Collected data entries:
PR #2376, opened 2026-08-27
core, txpool, miner, eth/gasprice, internal/ethapi: reserved blockspace follow-ups

kamuikatsurgi:
## Summary

Follow-up hardening on top of the core Reserved Blockspace protocol change (#2302): value-only-balance txpool admission and fallback-fee handling (POS-3671), an aggregate reserved-sender occupancy cap to prevent normal-sender starvation (POS-3681), gas-price-oracle/`eth_feeHistory` exclusion of fee-free reserved transactions plus a new `normalGasUsedRatio` field (POS-3675/3676), `chain/reserved/*` and `worker/reserved/*` observability metrics (POS-3679), and execution-path produce/import determinism coverage at the fork boundary across the serial and both BlockSTM processors (POS-3672). Also carries the wire-format reconciliation needed when the Austin hard fork changed the header extra-data shape mid-implementation, and two correctness fixes found via live devnet testing (see below). Also fixes a txpool-only correctness/security gap found during a same-day security review of the occupancy-cap change: a same-nonce transaction replacement could grow to `txMaxSize` while skipping the reserved-occupancy cap check entirely, letting a reserved sender occupy several times their intended pool share (`ad75b96ad`).

A combined delivery-and-test-status primer for both this branch and the base protocol branch, written for the still-open production go/no-go decision:
**[Reserved Blockspace - Delivery & Test Status](https://primer-polygon.up.railway.app/d/01a04295-372c-745f-a37e-9d4fc3d22a2f)**

## Executed tests

- Full unit + `-race` suites across every touched package, and all 9 `tests/bor` reserved integration tests green.
- Two full live devnet trials on a 9-node Kurtosis topology covering every node kind (producers, witness producer, stateless validators/RPC with and without BlockSTM parallel import, archive) - full write-up: [Reserved Blockspace Devnet Trial](https://claude.ai/code/artifact/3d4c5c48-ef5f-4fbe-a573-7af04a292305).
  - Round 1 reproduced the spec's core behaviors live, then found a critical issue while exercising registry governance for the first time on a live chain: growing the registry could permanently wedge stateless nodes, and with stateless validators in the mix this cascaded into a full network production halt via lost Heimdall span-rotation quorum (`registryreader.BuildSnapshot` read the registry against a state copy whose witness never reached the real per-block witness - `cf9f3e82c`). Also found `feeMode=1` clients were mining fee-free identically to `feeMode=0`, contradicting the contract's own documented semantics (`124087f55`).
  - Round 2 rebuilt from both fixes and re-ran the identical, riskier topology (stateless validators included) through the same trigger, a rapid-mutation stress pass, and two full node cold-restarts, with zero divergence - plus a deeper pass on the registry contract's own access-control and boundary semantics (client-admin delegation, exact quota-cap boundaries, invalid-input reverts, a 21-client/67.5M-gas registry with no measurable timing impact).
- Not yet covered: a naturally-occurring reorg around a reserved-tx block, and a standing automated e2e/upgrade CI harness (both scripted-but-manual so far, not checked into CI).

## Rollout notes

Consensus-affecting (gated behind `Bor.ReservedBlockspaceBlock`, same as the base branch). No operator-facing config changes beyond the existing `ReservedMaxOccupancyPercent` txpool knob (default 50%, CLI-wired). Both devnet-found issues above are fixed on this branch; production readiness still depends on the smart-contract team's audited registry contract and genesis-contracts parity, neither of which is part of this PR - see the primer's "still outstanding" section.

**Node upgrade ordering:** this PR adds a new header field (`ReservedCapacity`, alongside the existing `ReservedGasUsed`) to `BlockExtraData`/`BlockExtraDataPostAustin`. Like any hard-fork field addition, every node needs the upgraded binary before any of them start producing past the fork block - a pre-upgrade node attempting to parse a post-fork header carrying this field will fail. Nothing is live on any network yet, so this is purely a reminder for whoever runs the next devnet round or upgrade rehearsal: roll out the binary to all nodes first, in line with the existing `Bor.ReservedBlockspaceBlock` hard-fork gate.


core/txpool/legacypool/legacypool.go
```diff
@@ -2360,6 +2542,21 @@ func (pool *LegacyPool) isReserved(addr common.Address) bool {
...
+// pool is quota-unaware, so this is a superset of what will actually execute
+// fee-free; an overflowing tx that doesn't fit is caught at execution instead
+// (see the design note on isReserved). addr is the caller's already-recovered
+// sender; unlike reservedTx (the priced heap's bare-tx predicate), this is
+// never called without one, so it has no signer-recovery fallback.
+func (pool *LegacyPool) effectiveCost(addr common.Address, tx *types.Transaction) *big.Int {
+	if pool.isReserved(addr) {
+		return tx.Value()
+	}
+	return tx.Cost()
```
marcello33, line 2617: q on this one: `effectiveCost` gives value only pricing just because the sender is a registered reserved client, without checking if this specific tx's gas actually fits their quota. 
I understand that the comment above says this is intentional, but doesn't that mean a reserved sender can get fee-free pricing AND the eviction protection on a tx that was never going to execute fee-free anyway? Feels like it opens the door to spamming the pool pretty cheaply. Might be worth a quota check at admission time too, wdyt?

core/txpool/legacypool/legacypool.go
```diff
@@ -1008,12 +1047,33 @@ func (pool *LegacyPool) add(tx *types.Transaction, async bool) (replaced bool, e
...
+	// transaction would occupy a genuinely new slot (as opposed to a same-
+	// nonce replacement, which leaves combined occupancy unchanged) that
+	// pushes aggregate reserved occupancy over its cap. Runs unconditionally,
+	// independent of overall pool fullness — unlike the Underpriced exemption
+	// below, which only applies once the pool is already globally full.
+	if reserved && pool.isNewReservedSlot(pendingList, from, tx) {
+		if pool.reservedOccupancy+1 > pool.reservedOccupancyCap() {
+			stage0Duration = time.Since(stage0Time)
+			return false, ErrReservedOccupancyExceeded
+		}
```
marcello33, line 1089: The `reservedOccupancyCap()` is computed against `GlobalSlots`+`GlobalQueue`, which is the same denominator the pool uses for its real slot based fullness check (with `numSlots(tx)`). However, every place that bumps `reservedOccupancy` just does +1/-1 per tx, never `numSlots(tx)`. So a reserved sender sending big calldata txs (multiple slots each) would only count as "1" against a cap that's measured in slots? Keep me honest here, but could someone blow past the intended 50% pool share pretty easily, right? Maybe worth a check

consensus/bor/registryreader/reader.go
```diff
@@ -113,21 +145,22 @@ func BuildSnapshot(r Reader, statedb *state.StateDB, number uint64, hash common.
...
+// in free fee mode (see FeeModeFree for why non-free modes are excluded).
 func resolveClients(r Reader, statedb *state.StateDB, number uint64, hash common.Hash, addrs []common.Address, effectiveAt uint64) (map[common.Address]Client, error) {
 	clients := make(map[common.Address]Client, len(addrs))
 	for _, a := range addrs {
 		c, err := r.ReservedClientForAddress(statedb, number, hash, a)
 		if err != nil {
 			return nil, err
 		}
-		if !c.Active || c.EffectiveFrom > effectiveAt {
+		if !c.Active || c.EffectiveFrom > effectiveAt || c.FeeMode != FeeModeFree {
```
marcello33, line 157: looks like non-free (`feeMode!=0`) clients still get read from the registry every single block before getting filtered out. Not a big deal today since it's gated behind whoever controls the whitelist, but if that list grows with a bunch of non-free addresses, seems like unnecessary per-block work for addresses that can never be reserved anyway. Maybe we should filter earlier in the read path? Not sure how much this matters in practice tho

eth/gasprice/gasprice.go
```diff
@@ -320,3 +346,39 @@ func (oracle *Oracle) getBlockValues(ctx context.Context, blockNum uint64, limit
...
+func (oracle *Oracle) reservedTxHashes(ctx context.Context, block *types.Block) map[common.Hash]struct{} {
+	receipts, err := oracle.backend.GetReceipts(ctx, block.Hash())
+	if err != nil || len(receipts) != len(block.Transactions()) {
+		log.Debug("Gasprice oracle degraded to no reserved-tx exclusion", "block", block.NumberU64(), "err", err)
+		return nil
+	}
+
+	var reserved map[common.Hash]struct{}
+	for _, receipt := range receipts {
+		if isReservedReceipt(receipt) {
```
marcello33, line 367: Here and in `feehistory`, I think this might hit on the state-sync txs, because it's inferring "reserved" from `EffectiveGasPrice == 0`, but the state-sync tx also reports 0. Could we end up skewing `eth_feeHistory` a bit on blocks that have both? Seems like `internal/ethapi/api.go` uses the actual index table instead, which seems safer. Shall we reuse that here too?

core/types/block.go
```diff
@@ -599,6 +617,45 @@ func (h *Header) GetValidatorBytes(chainConfig *params.ChainConfig) []byte {
...
+	}
+
+	if len(h.Extra) < ExtraVanityLength+ExtraSealLength {
+		return nil, nil, false
+	}
+
+	payload := h.Extra[ExtraVanityLength : len(h.Extra)-ExtraSealLength]
+
+	if chainConfig.Bor != nil && chainConfig.Bor.IsAustin(h.Number) {
+		var blockExtraData BlockExtraDataPostAustin
```
marcello33, line 639: If we add the `ReservedCapacity` as a new field, does this mean an old node can't parse a header once that field shows up? Probably fine since nothing's live yet and we have a HF, but might be worth an addition in the PR description / docs reminding whoever runs the next devnet round that every node needs the new binary before any of them start producing.

core/blockchain.go
```diff
@@ -2612,9 +2627,12 @@ func (bc *BlockChain) InsertReceiptChain(blockChain types.Blocks, receiptChain [
...
 		}
 
-		// Write all chain data to ancients.
+		// Write all chain data to ancients. These blocks arrive via receipt
+		// sync rather than local execution, so there is no reserved-tx
+		// classification to carry; the nil entries make writeAncientBlock
+		// record that explicitly.
 		td := bc.GetTd(first.Hash(), first.NumberU64())
-		writeSize, err := rawdb.WriteAncientBlocks(bc.db, blockChain, receiptChain, borReceipts, td)
+		writeSize, err := rawdb.WriteAncientBlocks(bc.db, blockChain, receiptChain, borReceipts, make([]rlp.RawValue, len(blockChain)), td)
```
marcello33, line 2635: Do blocks that come in via receipt sync get `reservedTxIndexes` hardcoded to `nil`? I mean it would make sense, as no local execution is there to derive it from, but doesn't that mean `EffectiveGasPrice` for reserved txs on those blocks is just permanently wrong, with no way to backfill? Might be a non-issue if we never actually run that sync mode across the reserved-blockspace range, but wanted to double check.

core/txpool/legacypool/legacypool.go
kamuikatsurgi: yeah this is intentional, matches the spec directly - §8.1 waives the balance check unconditionally for registered senders, no quota check. AccountSlots/AccountQueue plus the new occupancy cap already bound this even without an admission-time quota check - the spec's own §8.2 calls out a per-client cap as the natural follow-up if spam shows up in practice, which is basically what the occupancy cap already is. don't think we need this right now.

core/txpool/legacypool/legacypool.go
kamuikatsurgi: good catch, real bug - fixed. was bumping by flat 1 per tx while the cap's computed in slots. also found a nastier version of the same bug while fixing it: same-nonce replacements skipped the cap check entirely (assumed occupancy-neutral, which held under flat counting but not once tx size can differ), so a sender could replace cheap txs with maximal-size ones at trivial cost and blow past the cap 4x, repeatably. fixed both, added tests confirming they fail on the old code and pass now.

consensus/bor/registryreader/reader.go
kamuikatsurgi: don't think this is fixable in a meaningful way - you need the read to know the fee mode in the first place, so there's no way to filter earlier than right after it comes back. cost's the same for every whitelisted address regardless of mode, a non-free client doesn't add anything extra, it just doesn't make it into the map.

eth/gasprice/gasprice.go
kamuikatsurgi: you're right, state-sync's effectiveGasPrice is hardcoded to 0 so it does match. checked the actual impact though and it's a no-op today - state-sync's gasUsed is 0 (no weight in feehistory either way) and its tip is 0 (already below the ignoreUnder floor in the sampler regardless). real imprecision, zero practical effect right now. fixing it properly means widening OracleBackend's interface for a currently-inert bug, so I'd rather leave it documented and pick it up if it ever actually matters.

core/types/block.go
kamuikatsurgi: good point, added a note to the PR description about upgrade ordering. no code change needed here, this is just normal hard-fork rollout behavior.

core/blockchain.go
kamuikatsurgi: confirmed, real gap but scoped narrowly - only fallback-fee-in-quota reserved txs are affected (zero-fee ones come out correct by accident since their own fee fields are already 0). also inherent to how receipt-sync works today, the reserved-tx table is bor-local and never gossiped so there's nothing to backfill from without a wire-protocol change. think this is best left as a documented limitation for now rather than fixed here.

PR #2398, opened 2026-09-09
eth/downloader/whitelist: bound fork-check slice preallocation

kriss39:
## Summary

Bound the initial capacity of `blocksChecked` in `checkForkCorrectness` to the same 2x-default size already used for the fork validation cache.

▶ [What is required]:
Find the lines above that include the string "earlier" and copy them.

▶ [Reply]:
marcello33, line 157: looks like non-free (`feeMode!=0`) clients still get read from the registry every single block before getting filtered out. Not a big deal today since it's gated behind whoever controls the whitelist, but if that list grows with a bunch of non-free addresses, seems like unnecessary per-block work for addresses that can never be reserved anyway. Maybe we should filter earlier in the read path? Not sure how much this matters in practice tho
kamuikatsurgi: don't think this is fixable in a meaningful way - you need the read to know the fee mode in the first place, so there's no way to filter earlier than right after it comes back. cost's the same for every whitelisted address regardless of mode, a non-free client doesn't add anything extra, it just doesn't make it into the map.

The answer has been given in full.